*** Provided records Section Begins ***

PR #777, opened 2018-07-21
Lattice iCE40HX8K-BG121TR FPGA Symbol

awygle:
Add iCE40HX-BG121 symbol.

Documentation is found at http://www.latticesemi.com/Products/FPGAandCPLD/iCE40, datasheet is http://www.latticesemi.com/view_document?document_id=49312.

Images:
image
image
image
image
image

Footprint PR: https://github.com/KiCad/kicad-footprints/pull/693

------------


awygle:
Hmm, I don't understand why the center was calculated as not being at the origin here. I measure all units as being as close as possible to centered without placing pins off the 0.1 grid. I could add blank space to center them exactly I suppose but I didn't think I was being asked to do that previously...

awygle:
I figured it out. The center check is based on pins and _only_ on pins - I was centering based on the yellow box (which makes a lot more sense to me, but oh well).

The only Travis failure now is the lack of the footprint, which is because https://github.com/KiCad/kicad-footprints/pull/693 hasn't been merged yet.

awygle:
Again, just a reminder this PR still exists - is someone available to review it? @evanshultz ?

awygle:
The footprint has been merged and the symbol passes all checks.

whitequark:
Friendly ping!

evanshultz:
Why am I getting blamed for so much lately!? :)

Centering isn't something we place high importance on and it is true that the algorithm is quite weak. Centering on the symbol outline is fine and I prefer that over just the pins for this symbol.

- Remove the trailing "TR" in the symbol name. This must be about packaging.
- Change the package type in the description to "BGA-121". The other one should be "QFN-48" so I must have missed that during review.
- We use 100mil pins if the pins have <=2 characters, so I think this symbol can use 150mil pin length.
- CDONE is pin K8 and CRESET_B is pin L9.
- I would be inclined to put the SPI pins with the other IOB ones since they can be normal IO. What's the reason to put them on the last unit?
- Why does the footprint name have "NSMD" in it? Since that's our default pad style it shouldn't necessary. Maybe just a legacy footprint or before we decided how to do pads?
- I haven't verified the footprint yet, but assuming that is correct the footprint filter should be `BGA*9.0x9.0mm*Layout11x11*P0.8mm*Ball0.4mm*`.

I'll check the footprint filter tomorrow. Sorry I'm out of time today.

evanshultz:
Yeah, that footprint looks good to me. So please update the footprint filter as mentioned above.

whitequark:
> * Remove the trailing "TR" in the symbol name. This must be about packaging.

Done.

> * Change the package type in the description to "BGA-121". The other one should be "QFN-48" so I must have missed that during review.

Done.

> * We use 100mil pins if the pins have <=2 characters, so I think this symbol can use 150mil pin length.

Changed.

> * CDONE is pin K8 and CRESET_B is pin L9.

Fixed.

> * I would be inclined to put the SPI pins with the other IOB ones since they can be normal IO. What's the reason to put them on the last unit?

The SPI pins are in their own bank and have a separate VCCIO. I guess they could be in another unit entirely.

> * Why does the footprint name have "NSMD" in it? Since that's our default pad style it shouldn't necessary. Maybe just a legacy footprint or before we decided how to do pads?

There's a lot of BGA footprints with "NSMD" in the name. Is this really relevant to this symbol PR? Seems like it'd be a separate bulk change.

> * I haven't verified the footprint yet, but assuming that is correct the footprint filter should be `BGA*9.0x9.0mm*Layout11x11*P0.8mm*Ball0.4mm*`.

Changed.

evanshultz:
I didn't catch that the SPI pins had their own supply.

The unit body sizes need to change to put the now-150mil pins on grid but I think that's it.

whitequark:
Done.

evanshultz:
Thanks once again! And apologies for taking so long to get to some PRs, like this one.

PR #778, opened 2018-07-22
INA181 Symbol

markus-k:
Add symbol for INA181 current sense amplifier. The symbol was copied from the INA282 and modified accordingly.

Datasheet for the INA181: http://www.ti.com/lit/ds/symlink/ina181.pdf

Image of the symbol:
image


evanshultz:

There's only one thing to change before I can merge: Pin numbers 3 and 4 are flipped.

markus-k:
Whoopsie, that could've ruined someones day, thanks for pointing that out. Fixed in latest commit.

By the way, the Amplifier_Current library seems to be CR-LF, but KiCad generates LF line endings. I didn't want to change the whole file so I converted the file for the commit to match what's there. Maybe the file can be converted in a separate commit.

evanshultz:
Thank you!

Yes, they should all be LF (Unix style). Thanks for pointing that out. There used to be a check and auto-convert during commit on that...

PR #781, opened 2018-07-22
Fix atmel MCU qfn-44 assignment

poeschlr:
All parts that list qfn-44 have the same dimensioned drawing of the
package. They should therefore reference the same footprint. (Two
referenced one with EP set to maximum "slug" dimension wheras the vast
majority used nominal "slug" dimensions.)


poeschlr:
The footprint PR for this has been merged. Meaning right now the symbols that would be changed here have no valid footprint!

poeschlr:
Guys? Without this merged we have invalid footprint assignments again as the footprint PR has been merged but the symbol side got forgotten.

PR #1637, opened 2019-03-15
added LMZ14201

rs-development:
http://www.ti.com/lit/ds/symlink/lmz14201.pdf

image

I think there is no matching footprint right now, is this correct?


rs-development:
I put the VIN Pin to the left, since similar devices do the same.

myfreescalewebpage:

- [ ] Sizes in the description are useless, you can simply write `1A, 42V Input, 0.8V - 6V Output, Step-Down DC/DC Power Module, TO-PMOD`
- [ ] Footprint and footprint filter should be defined
- [ ] Expose Pad should be stacked with GND
- [ ] RON and SS should be Passive to avoid ERC errors
- [ ] I will personally prefer RON above EN looking at the schematic first page of the datasheet

Cheers,
Joel

myfreescalewebpage:
Hi @rs-development thanks for the fixes. The footprint will be required, why not setting this ? If it is not yet available in the library, you should submit a PR on the footprint repository and indicate the link here to enable following this. It will not be possible to merge without footprint.
Regarding to stacking of EP, you should rename pin 8 to `GND`(see also travis error).
Joel

myfreescalewebpage:
@rs-development any news here ? Thanks :)

myfreescalewebpage:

*** Provided records Section Ends ***

__Exercise__. Copy out the records once more. Match them exactly.

__Finished exercise__.
PR #777, opened 2018-07-21
Lattice iCE40HX8K-BG121TR FPGA Symbol

awygle:
Add iCE40HX-BG121 symbol.

Documentation is found at http://www.latticesemi.com/Products/FPGAandCPLD/iCE40, datasheet is http://www.latticesemi.com/view_document?document_id=49312.

Images:
image
image
image
image
image

Footprint PR: https://github.com/KiCad/kicad-footprints/pull/693

------------


awygle:
Hmm, I don't understand why the center was calculated as not being at the origin here. I measure all units as being as close as possible to centered without placing pins off the 0.1 grid. I could add blank space to center them exactly I suppose but I didn't think I was being asked to do that previously...

awygle:
I figured it out. The center check is based on pins and _only_ on pins - I was centering based on the yellow box (which makes a lot more sense to me, but oh well).

The only Travis failure now is the lack of the footprint, which is because https://github.com/KiCad/kicad-footprints/pull/693 hasn't been merged yet.

awygle:
Again, just a reminder this PR still exists - is someone available to review it? @evanshultz ?

awygle:
The footprint has been merged and the symbol passes all checks.

whitequark:
Friendly ping!

evanshultz:
Why am I getting blamed for so much lately!? :)

Centering isn't something we place high importance on and it is true that the algorithm is quite weak. Centering on the symbol outline is fine and I prefer that over just the pins for this symbol.

- Remove the trailing "TR" in the symbol name. This must be about packaging.
- Change the package type in the description to "BGA-121". The other one should be "QFN-48" so I must have missed that during review.
- We use 100mil pins if the pins have <=2 characters, so I think this symbol can use 150mil pin length.
- CDONE is pin K8 and CRESET_B is pin L9.
- I would be inclined to put the SPI pins with the other IOB ones since they can be normal IO. What's the reason to put them on the last unit?
- Why does the footprint name have "NSMD" in it? Since that's our default pad style it shouldn't necessary. Maybe just a legacy footprint or before we decided how to do pads?
- I haven't verified the footprint yet, but assuming that is correct the footprint filter should be `BGA*9.0x9.0mm*Layout11x11*P0.8mm*Ball0.4mm*`.

I'll check the footprint filter tomorrow. Sorry I'm out of time today.

evanshultz:
Yeah, that footprint looks good to me. So please update the footprint filter as mentioned above.

whitequark:
> * Remove the trailing "TR" in the symbol name. This must be about packaging.

Done.

> * Change the package type in the description to "BGA-121". The other one should be "QFN-48" so I must have missed that during review.

Done.

> * We use 100mil pins if the pins have <=2 characters, so I think this symbol can use 150mil pin length.

Changed.

> * CDONE is pin K8 and CRESET_B is pin L9.

Fixed.

> * I would be inclined to put the SPI pins with the other IOB ones since they can be normal IO. What's the reason to put them on the last unit?

The SPI pins are in their own bank and have a separate VCCIO. I guess they could be in another unit entirely.

> * Why does the footprint name have "NSMD" in it? Since that's our default pad style it shouldn't necessary. Maybe just a legacy footprint or before we decided how to do pads?

There's a lot of BGA footprints with "NSMD" in the name. Is this really relevant to this symbol PR? Seems like it'd be a separate bulk change.

> * I haven't verified the footprint yet, but assuming that is correct the footprint filter should be `BGA*9.0x9.0mm*Layout11x11*P0.8mm*Ball0.4mm*`.

Changed.

evanshultz:
I didn't catch that the SPI pins had their own supply.

The unit body sizes need to change to put the now-150mil pins on grid but I think that's it.

whitequark:
Done.

evanshultz:
Thanks once again! And apologies for taking so long to get to some PRs, like this one.

PR #778, opened 2018-07-22
INA181 Symbol

markus-k:
Add symbol for INA181 current sense amplifier. The symbol was copied from the INA282 and modified accordingly.

Datasheet for the INA181: http://www.ti.com/lit/ds/symlink/ina181.pdf

Image of the symbol:
image


evanshultz:

There's only one thing to change before I can merge: Pin numbers 3 and 4 are flipped.

markus-k:
Whoopsie, that could've ruined someones day, thanks for pointing that out. Fixed in latest commit.

By the way, the Amplifier_Current library seems to be CR-LF, but KiCad generates LF line endings. I didn't want to change the whole file so I converted the file for the commit to match what's there. Maybe the file can be converted in a separate commit.

evanshultz:
Thank you!

Yes, they should all be LF (Unix style). Thanks for pointing that out. There used to be a check and auto-convert during commit on that...

PR #781, opened 2018-07-22
Fix atmel MCU qfn-44 assignment

poeschlr:
All parts that list qfn-44 have the same dimensioned drawing of the
package. They should therefore reference the same footprint. (Two
referenced one with EP set to maximum "slug" dimension wheras the vast
majority used nominal "slug" dimensions.)


poeschlr:
The footprint PR for this has been merged. Meaning right now the symbols that would be changed here have no valid footprint!

poeschlr:
Guys? Without this merged we have invalid footprint assignments again as the footprint PR has been merged but the symbol side got forgotten.

PR #1637, opened 2019-03-15
added LMZ14201

rs-development:
http://www.ti.com/lit/ds/symlink/lmz14201.pdf

image

I think there is no matching footprint right now, is this correct?


rs-development:
I put the VIN Pin to the left, since similar devices do the same.

myfreescalewebpage:

- [ ] Sizes in the description are useless, you can simply write `1A, 42V Input, 0.8V - 6V Output, Step-Down DC/DC Power Module, TO-PMOD`
- [ ] Footprint and footprint filter should be defined
- [ ] Expose Pad should be stacked with GND
- [ ] RON and SS should be Passive to avoid ERC errors
- [ ] I will personally prefer RON above EN looking at the schematic first page of the datasheet

Cheers,
Joel

myfreescalewebpage:
Hi @rs-development thanks for the fixes. The footprint will be required, why not setting this ? If it is not yet available in the library, you should submit a PR on the footprint repository and indicate the link here to enable following this. It will not be possible to merge without footprint.
Regarding to stacking of EP, you should rename pin 8 to `GND`(see also travis error).
Joel

myfreescalewebpage:
@rs-development any news here ? Thanks :)

myfreescalewebpage:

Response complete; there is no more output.